Katie Lunning, of the 33rd Airlift Wing, was awarded the Distinguished Flying Cross on Jan. 7 at the 133rd Maintenance Group North hangar in Saint Paul, Minnesota.
The second nurse ever presented the award, she earned the DFC for her exemplary service during a six-month tour based in Qatar that began in the summer of 2021, according to a Department of Veterans Affairs release.

Lunning is an intensive care unit nurse manager at Central Iowa VA and a Minnesota Air National Guard air transport nurse.
She was a member of a critical care air transport team, a three-person unit meant to pick up the most critically injured or ill and fly them to the higher echelon of care.
Lunning helped evacuate and care for patients coming out of Kabul during the final days of the American evacuation from Afghanistan when an engineering student, turned Islamic State militant, strapped 20 pounds of explosives to himself and killed more than 160 civilians and 13 American service members at the entrance to the international airport.

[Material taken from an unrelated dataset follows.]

PR #70, opened 2015-01-15
Bw2 add dev install instructions for macosx

bw2:


brettpthomas:
This looks great. The only potential issue is changing `WSGI_APPLICATION` in `settings.py`. Your change is the correct value, since wsgi.py is in the root directory, but I'm not sure if that could break current deployments. However, I just tested on the production server and this looks fine.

“We were pulling them out as they are getting injured,” she said. “August 26th, when the suicide bomber exploded at Abbey Gate, we were the first team in. It was the largest medical evacuation out of that coalition hospital ever and very dangerous on the ground. We had to leave the airplane to go get our patients as well.”
Lunning and other members of her team worked around the clock to evacuate more than 20 patients out of the chaos as Afghanistan fell to the Taliban.
“In that moment, I was really just focusing on the job,” she said. “We came up with a mantra. We would say, ‘We can’t control what’s happening on the ground and what we can control is our jobs.’ We focused very much on getting people home. We all have kids right around the same age that we wanted to get home to.
“We just focused on getting everybody home to their people because everybody’s going to have a why, right? We talked about that and how it was our role to get them back to their reason for being there.”
Lunning has a nine-year-old daughter with her husband, Joshua Lunning, the command sergeant major of the Recruiting and Retention Battalion at the Iowa Army National Guard.
Lunning joined the Minnesota Army National Guard as a combat medic right out of high school and then switched to the Minnesota Air National Guard to pursue nursing, receiving a direct commission as an officer.
She began working at Minnesota VA as a student nurse in 2009 while she attended Bethel University in Saint Paul for her Bachelor of Science in Nursing. After graduating in 2012, she worked as a registered nurse in the intensive care unit where she stayed until moving to Iowa.
Lunning is now an ICU nurse manager at the Central Iowa VA in Des Moines.